If I define a function as follows:
$$ f(x) = |x| , \: \text{if x $\neq$ 0}, \: \\ \text{and} \\ f(x) = 0 , \: \text{if $x = 0$}. \\ $$
Is $f$ differentiable?
I think it is. The absolute value function is differentiable everywhere except from $x=0$. The way $f$ is defined above, however, its derivative at $x=0$ is $f' = 0$ and thereby $f$ is differentiable.
Am I mistaken?
You have some answers already, but let me just point out what might be a source of confusion: if a function is defined piecewise, it can be differentiated piecewise, except at the endpoints which must be checked individually.
For instance, your function is $$ f(x) = |x| = \begin{cases} x & x > 0 \\ -x & x < 0 \\ 0 & x = 0\end{cases} $$ It's tempting to say, “Well, $x$, $-x$, and $0$ are all differentiable functions, so $$ \color{red}{ f'(x) = \begin{cases} 1 & x > 0 \\ -1 & x < 0 \\ 0 & x = 0\end{cases} } $$ and therefore $f$ is differentiable for all $x$.”
But actually, we can only differentiate on the interior of the pieces.
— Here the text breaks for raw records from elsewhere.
PR #2838, opened 2022-05-10
"Something went wrong" → 'Secure token expires"

fiskus:
* Move ErrorBoundar'ies to app/containers/Errors
* Add ErrorsCredentials in case `Credentials.use()` returns nothing
* Add refresh button to FinalBoundary

Screenshot from 2022-05-10 10-24-22

### DIFF
--- a/catalog/app/utils/error.ts
+++ b/catalog/app/utils/error.ts
@@ -40,16 +40,3 @@ export class ErrorDisplay extends BaseError {
     super(headline, { headline, detail, object })
   }
 }
-
-export class ErrorCredentials extends BaseError {
-  /**
-   * @param headline
-   *
-   * @param detail
-   *
-   * @param object
-   */
-  constructor(headline: string, detail?: string, object?: {}) {
-    super(headline, { headline, detail, object })
-  }
-}
--- a/catalog/app/utils/error.ts
+++ b/catalog/app/utils/error.ts
@@ -41,9 +41,6 @@ export class ErrorDisplay extends BaseError {
   }
 }
 
-/**
- * Error class with fields designed to feed <Error /> via object rest spread.
- */
 export class ErrorCredentials extends BaseError {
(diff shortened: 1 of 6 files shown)


catalog/app/utils/error.ts
```diff
@@ -40,3 +40,16 @@ export class ErrorDisplay extends BaseError {
     super(headline, { headline, detail, object })
   }
 }
+
+export class ErrorCredentials extends BaseError {
```
nl0, line 44: i don't think this util module is a proper place for this error class, probably `utils/AWS` or `utils/AWS/Credentials` is better. also, `CredentialsError` seems like a better name.

nl0 (approved):
looks good in general, but i feel like it's a stopgap and the actual solution would be to investigate why the tokens stop working and re-request them (page reload fixing the issue means the tokens are ok and the problem should be fixable)

fiskus:
> it's a stopgap and the actual solution would be to investigate
100% agree

catalog/app/utils/error.ts
fiskus: It seemed to me as a module to rule all errors. If it's not then I can move it to AWS/Credentials

fiskus: I understand that CredentialsError is nicer but naming things from general to specific is more convenient from my experience: listing is better, search is faster. Vue styleguide section is related https://v2.vuejs.org/v2/style-guide/?redirect=true#Order-of-words-in-component-names-strongly-recommended

nl0: > I understand that CredentialsError is nicer but naming things from general to specific is more convenient

yeah i see what you mean and i do that myself most of the times (i guess) as well

> It seemed to me as a module to rule all errors

it's more like a place for reusable general stuff, and more specific things should be kept closer to their domain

That is, $$ f'(x) = \begin{cases} 1 & x > 0 \\ -1 & x < 0 \end{cases} $$ is true. But to check whether $f$ is differentiable at $0$, we need to decide if $$ \lim_{h\to 0} \frac{f(0+h) - f(0)}{h} = \lim_{h\to 0} \frac{|h|}{h} $$ exists. In fact, this limit does not exist.
The moral of the story is that differentiability requires checking not just a point, but a neighborhood around that point. This is why when it can fail to be differentiable at the transition points of piecewise-defined functions.
For $t \ne 0$ we have $\frac{f(t)-f(0)}{t-0}= \frac{|t|}{t}.$
Hence $\lim_{t \to 0+0}\frac{f(t)-f(0)}{t-0}=1$ and $\lim_{t \to 0-0}\frac{f(t)-f(0)}{t-0}=-1$.
Consequence: $f$ is not differentiable at $0.$